> Available records
○ ○ ○

PR #1331, opened 2024-12-02
Guard against negative duration

wendigo:

### DIFF
--- a/http-client/src/main/java/io/airlift/http/client/jetty/JettyHttpClient.java
+++ b/http-client/src/main/java/io/airlift/http/client/jetty/JettyHttpClient.java
@@ -1303,8 +1303,8 @@ public class JettyHttpClient
             return;
         }
 
-        Duration responseProcessingTime = Duration.nanosSince(responseStart);
-        Duration requestProcessingTime = new Duration(responseStart - requestStart, NANOSECONDS);
+        Duration responseProcessingTime = new Duration(max(0, System.nanoTime() - responseStart), NANOSECONDS);
+        Duration requestProcessingTime = new Duration(max(0, responseStart - requestStart), NANOSECONDS);
 
         requestStats.recordResponseReceived(request.getMethod(),
                 response.getStatusCode(),


http-client/src/main/java/io/airlift/http/client/jetty/JettyHttpClient.java
```diff
@@ -1303,8 +1303,8 @@ static void recordRequestComplete(RequestStats requestStats, Request request, lo
             return;
         }
 
-        Duration responseProcessingTime = Duration.nanosSince(responseStart);
-        Duration requestProcessingTime = new Duration(responseStart - requestStart, NANOSECONDS);
+        Duration responseProcessingTime = new Duration(max(0, System.nanoTime() - responseStart), NANOSECONDS);
```
martint, line 1306: Have you seen any cases where it's negative? If duration is obtained from System.nanoTime(), the difference should never be negative.

wendigo: @martint yes we did

wendigo:
```
Caused by: java.lang.IllegalArgumentException: value is negative: -243459.0
	at io.airlift.units.Duration.<init>(Duration.java:79)
	at io.airlift.units.Duration.succinctDuration(Duration.java:66)
	at io.airlift.units.Duration.succinctNanos(Duration.java:58)
	at io.airlift.units.Duration.nanosSince(Duration.java:53)
	at io.airlift.http.client.jetty.JettyHttpClient.recordRequestComplete(JettyHttpClient.java:1306)
	at io.airlift.http.client.jetty.JettyHttpClient.lambda$buildCompletionHandler$12(JettyHttpClient.java:880)
```

wendigo:
JDK 24-ea failing due to https://github.com/openjdk/jdk/pull/22163

http-client/src/main/java/io/airlift/http/client/jetty/JettyHttpClient.java
grantatspothero, line 1306: This also happens in task stats in trino (not just in the airlift client) see: https://github.com/trinodb/trino/issues/11039

If we want to guard against these issues, wouldn't it make more sense to do so in Duration itself/airlift units?

wendigo: @martint the jetty code is super simple to analyze by looking at it, it operates on delta between two System.nanoTime()-s. I can't find anything wrong there

wendigo: @martint but it is

grantatspothero:
Commenting for posterity, with @wendigo's help confirmed the negative duration issues go away when using temurin JDK (instead of corretto).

○ ○ ○

> Exercise requirements
Give again each line of the listing above, keeping every word the same.

> Finished exercise
PR #1331, opened 2024-12-02
Guard against negative duration

wendigo:

### DIFF
--- a/http-client/src/main/java/io/airlift/http/client/jetty/JettyHttpClient.java
+++ b/http-client/src/main/java/io/airlift/http/client/jetty/JettyHttpClient.java
@@ -1303,8 +1303,8 @@ public class JettyHttpClient
             return;
         }
 
-        Duration responseProcessingTime = Duration.nanosSince(responseStart);
-        Duration requestProcessingTime = new Duration(responseStart - requestStart, NANOSECONDS);
+        Duration responseProcessingTime = new Duration(max(0, System.nanoTime() - responseStart), NANOSECONDS);
+        Duration requestProcessingTime = new Duration(max(0, responseStart - requestStart), NANOSECONDS);
 
         requestStats.recordResponseReceived(request.getMethod(),
                 response.getStatusCode(),


http-client/src/main/java/io/airlift/http/client/jetty/JettyHttpClient.java
```diff
@@ -1303,8 +1303,8 @@ static void recordRequestComplete(RequestStats requestStats, Request request, lo
             return;
         }
 
-        Duration responseProcessingTime = Duration.nanosSince(responseStart);
-        Duration requestProcessingTime = new Duration(responseStart - requestStart, NANOSECONDS);
+        Duration responseProcessingTime = new Duration(max(0, System.nanoTime() - responseStart), NANOSECONDS);
```
martint, line 1306: Have you seen any cases where it's negative? If duration is obtained from System.nanoTime(), the difference should never be negative.

wendigo: @martint yes we did

wendigo:
```
Caused by: java.lang.IllegalArgumentException: value is negative: -243459.0
	at io.airlift.units.Duration.<init>(Duration.java:79)
	at io.airlift.units.Duration.succinctDuration(Duration.java:66)
	at io.airlift.units.Duration.succinctNanos(Duration.java:58)
	at io.airlift.units.Duration.nanosSince(Duration.java:53)
	at io.airlift.http.client.jetty.JettyHttpClient.recordRequestComplete(JettyHttpClient.java:1306)
	at io.airlift.http.client.jetty.JettyHttpClient.lambda$buildCompletionHandler$12(JettyHttpClient.java:880)
```

wendigo:
JDK 24-ea failing due to https://github.com/openjdk/jdk/pull/22163

http-client/src/main/java/io/airlift/http/client/jetty/JettyHttpClient.java
grantatspothero, line 1306: This also happens in task stats in trino (not just in the airlift client) see: https://github.com/trinodb/trino/issues/11039

If we want to guard against these issues, wouldn't it make more sense to do so in Duration itself/airlift units?

wendigo: @martint the jetty code is super simple to analyze by looking at it, it operates on delta between two System.nanoTime()-s. I can't find anything wrong there

wendigo: @martint but it is

grantatspothero:
Commenting for posterity, with @wendigo's help confirmed the negative duration issues go away when using temurin JDK (instead of corretto).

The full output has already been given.